B. Low-Level: Nonlinear Whole-Body Controller (WBC)

• Tracking: The optimal trajectories and GRFs from the high-level AMPC are passed to a low-level controller running at 1 kHz.
• Mechanism: This controller uses a QP-based approach with virtual constraints (feedback linearization) to track the desired trajectories. It computes joint torques and ensures no-slip conditions for the stance feet.
• Architecture: This separation allows the high-level planner to handle uncertainty and planning, while the low-level controller handles the complex dynamics and contact constraints of the full 18-DOF robot.

3. Key Contributions

1. Novel Indirect Adaptive Law: Development of a gradient-descent-based parameter estimation algorithm specifically designed for reduced-order locomotion models, capable of handling unknown payloads.
2. Formal Stability Integration: Theoretical proof of the asymptotic stability of the estimation error, with the stability condition successfully embedded as a convex constraint within the MPC framework. This is a significant advancement over previous methods that either lacked formal guarantees or were non-convex.
3. Hierarchical Framework: A seamless integration of high-level adaptive planning (AMPC) and low-level tracking (WBC) that bridges the gap between reduced-order templates and full-order dynamics.
4. Robustness to Extreme Uncertainty: The method is designed to handle payloads significantly larger than the robot's own mass, including dynamic (time-varying) additions and external disturbances.

4. Experimental Results

The framework was validated through extensive numerical simulations and hardware experiments on the Unitree A1 quadruped robot (12.45 kg).

• Payload Capacity:
  • Simulations: Successfully transported payloads up to 132% of the robot's mass.
  • Flat Terrain Experiments: Successfully carried 109% of its mass (13.6 kg).
  • Rough Terrain Experiments: Successfully carried 91% of its mass (11.34 kg) on wooden blocks and uneven ground. This is a record for model-based control on rough terrain for this robot class (previous works reported ~50% on rough terrain).
• Dynamic Scenarios: The robot maintained stability when dynamic payloads were added mid-walk (up to 73% uncertainty) and when subjected to external push disturbances.
• Comparative Performance:
  • Success Rate: On 1,500 randomly generated rough terrains, the proposed AMPC achieved an 88.22% success rate, compared to 18.89% for normal MPC and 67.31% for an L1 Adaptive MPC.
  • Trajectory Tracking: The AMPC maintained desired velocities and heights significantly better than standard MPC, especially under high payload loads (e.g., 10 kg).
• Real-Time Performance: The AMPC solver runs in ~0.95 ms, and the WBC in ~0.21 ms, confirming feasibility for real-time deployment.

5. Significance

This work represents a major step forward in the deployment of legged robots for practical logistics and rescue missions where payload weights are unknown and terrains are unstructured.

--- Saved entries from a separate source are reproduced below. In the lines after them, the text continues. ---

PR #1415, opened 2021-04-13
[coverage] Add option for setting the maximum coverage depth.

### LINKED ISSUE #1395: samtools coverage unbounded memory usage (lacks -d/--depth parameter)
Version: 1.11-3-g7028dd4 (using htslib 1.10.2-145-g8016127)

Running `samtools coverage` has unbounded memory usage and will crash if there exists a region of very high coverage.

Potential solutions are:
- Added a `-d` parameter similar to `samtools depth`
- Redesign algorithm to only load 1 read at a time.

The former is simpler, the later is much more memory efficient and can correctly report depth for high-coverage samples. The only output that requires look-ahead is the coverage field and that only requires 1 bit per position with the max length of the positional look-ahead bounded by (reference) length of the longest read alignment.

The following test case causes `samtools coverage` to use of over 10GB memory:
```
#!/bin/bash
two_to_the_n=25
compressable_data=AAAAAAAAAAAAAAAAAAAAAAAAAAAAAAAAAAAAAAAAAAAAAAAAAAAAAAAAAAAAAAAAAAAAAAAAAAAAAAAAAAAAAAAAAAAAAAAAAAAAAAAAAAAAAAAAAAAAAAAAAAAAAAAAAAAAAAAAAAAAAAAAAAAAAAAAAAAAAAAAAAAAAAAAAAAAAAAAAAAAAAAAAAAAAAAAAAAAAAAA
echo "@SQ	SN:$compressable_data	LN:1000" > test_depth_header.sam
echo "$compressable_data	0	$compressable_data	1	60	200M	*	0	0	$compressable_data	$compressable_data" > test_depth_1.sam
for i in $(seq 2 $two_to_the_n) ; do
	last_file=test_depth_$(($i-1)).sam
	cat $last_file $last_file > test_depth_${i}.sam
done
cat test_depth_header.sam test_depth_${two_to_the_n}.sam | samtools -@ $(nproc) view -b - > test_depth_${two_to_the_n}.bam && rm test_depth_*.sam
samtools coverage test_depth_${two_to_the_n}.bam
```

valeriuo:
`samtools coverage` now accepts option `-d` (long form `--depth`) for setting the maximum depth at which alignments are considered when computing the coverage figures. Also, the default value of the maximum depth has been reset from `INT_MAX` to 1000000.

Fixes #1395

### DIFF
--- a/NEWS
+++ b/NEWS
@@ -1,6 +1,9 @@
 Release a.b
 -----------
 
+ * samtools coverage now allows setting the maximum depth, using the -d/--depth
+   option. Also, the default maximum depth has been set to 1000000.
+
  * samtools flags now accepts any number of command line arguments,
    allowing multiple SAM flag combinations to be converted at once. (PR #1401)
 
--- a/coverage.c
+++ b/coverage.c
@@ -24,7 +24,7 @@ FROM, OUT OF OR IN CONNECTION WITH THE SOFTWARE OR THE USE OR OTHER
 DEALINGS IN THE SOFTWARE.  */
 
 /* This program calculates coverage from multiple BAMs
- * simutaneously, to achieve random access and to use the BED interface.
+ * simultaneously, to achieve random access and to use the BED interface.
  * To compile this program separately, you may:
  *
  *   gcc -g -O2 -Wall -o bamcov -D_MAIN_BAMCOV coverage.c -lhts -lz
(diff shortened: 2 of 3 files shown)


daviesrob:
Merging as in interim solution to the coverage memory consumption problem.  If the methods used for depth in #1428 can be extended to coverage we may be able to remove this later.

• Theoretical Rigor: By embedding stability guarantees directly into the convex MPC constraints, the paper moves beyond heuristic adaptive control to a mathematically rigorous framework.
• Practical Impact: The ability to carry payloads nearly equal to or exceeding the robot's own weight on rough terrain demonstrates a level of robustness previously unattainable with standard model-based controllers.
• Scalability: The hierarchical approach (Template + Full-Order) provides a scalable architecture that can be extended to other legged robots and more complex hybrid dynamics (e.g., incorporating leg switching logic in future work).

In summary, the paper presents a robust, theoretically grounded control solution that enables quadrupedal robots to adapt to extreme physical uncertainties in real-time, significantly expanding their operational envelope in real-world scenarios.